What is required:
For the entries below, the result should be an exact transcription of the lines from the one with "PR #185, opened 2018-08-08" up to and including the one with "whatyouhide: This is just a refactoring.", and only those.
·····
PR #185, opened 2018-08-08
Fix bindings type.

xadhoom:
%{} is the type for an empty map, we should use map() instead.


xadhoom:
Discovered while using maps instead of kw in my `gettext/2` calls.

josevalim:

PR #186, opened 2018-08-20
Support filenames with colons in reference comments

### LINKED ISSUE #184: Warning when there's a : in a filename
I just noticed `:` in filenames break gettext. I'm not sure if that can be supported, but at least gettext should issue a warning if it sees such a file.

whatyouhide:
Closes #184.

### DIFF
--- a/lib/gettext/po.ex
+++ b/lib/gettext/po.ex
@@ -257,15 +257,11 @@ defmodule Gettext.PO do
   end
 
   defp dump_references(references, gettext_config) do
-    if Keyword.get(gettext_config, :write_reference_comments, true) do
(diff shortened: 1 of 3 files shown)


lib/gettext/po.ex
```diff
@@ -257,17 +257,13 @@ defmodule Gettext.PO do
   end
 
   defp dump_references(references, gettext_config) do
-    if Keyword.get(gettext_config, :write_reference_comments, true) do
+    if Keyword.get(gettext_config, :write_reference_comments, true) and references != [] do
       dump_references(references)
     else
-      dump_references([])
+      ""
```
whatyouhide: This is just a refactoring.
·····
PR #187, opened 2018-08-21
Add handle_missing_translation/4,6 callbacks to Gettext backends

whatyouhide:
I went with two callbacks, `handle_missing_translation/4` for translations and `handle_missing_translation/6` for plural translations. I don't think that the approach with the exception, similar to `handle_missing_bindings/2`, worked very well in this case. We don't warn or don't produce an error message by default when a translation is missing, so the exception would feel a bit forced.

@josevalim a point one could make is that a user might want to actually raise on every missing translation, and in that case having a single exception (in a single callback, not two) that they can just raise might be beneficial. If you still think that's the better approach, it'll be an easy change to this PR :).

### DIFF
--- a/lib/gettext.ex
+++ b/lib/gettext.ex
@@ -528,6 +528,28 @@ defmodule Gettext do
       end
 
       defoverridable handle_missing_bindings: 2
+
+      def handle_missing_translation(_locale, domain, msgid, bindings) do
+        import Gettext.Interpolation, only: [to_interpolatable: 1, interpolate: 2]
·····
Answer for this exercise:
PR #185, opened 2018-08-08
Fix bindings type.

xadhoom:
%{} is the type for an empty map, we should use map() instead.


xadhoom:
Discovered while using maps instead of kw in my `gettext/2` calls.

josevalim:

PR #186, opened 2018-08-20
Support filenames with colons in reference comments

### LINKED ISSUE #184: Warning when there's a : in a filename
I just noticed `:` in filenames break gettext. I'm not sure if that can be supported, but at least gettext should issue a warning if it sees such a file.

whatyouhide:
Closes #184.

### DIFF
--- a/lib/gettext/po.ex
+++ b/lib/gettext/po.ex
@@ -257,15 +257,11 @@ defmodule Gettext.PO do
   end
 
   defp dump_references(references, gettext_config) do
-    if Keyword.get(gettext_config, :write_reference_comments, true) do
(diff shortened: 1 of 3 files shown)


lib/gettext/po.ex
```diff
@@ -257,17 +257,13 @@ defmodule Gettext.PO do
   end
 
   defp dump_references(references, gettext_config) do
-    if Keyword.get(gettext_config, :write_reference_comments, true) do
+    if Keyword.get(gettext_config, :write_reference_comments, true) and references != [] do
       dump_references(references)
     else
-      dump_references([])
+      ""
```
whatyouhide: This is just a refactoring.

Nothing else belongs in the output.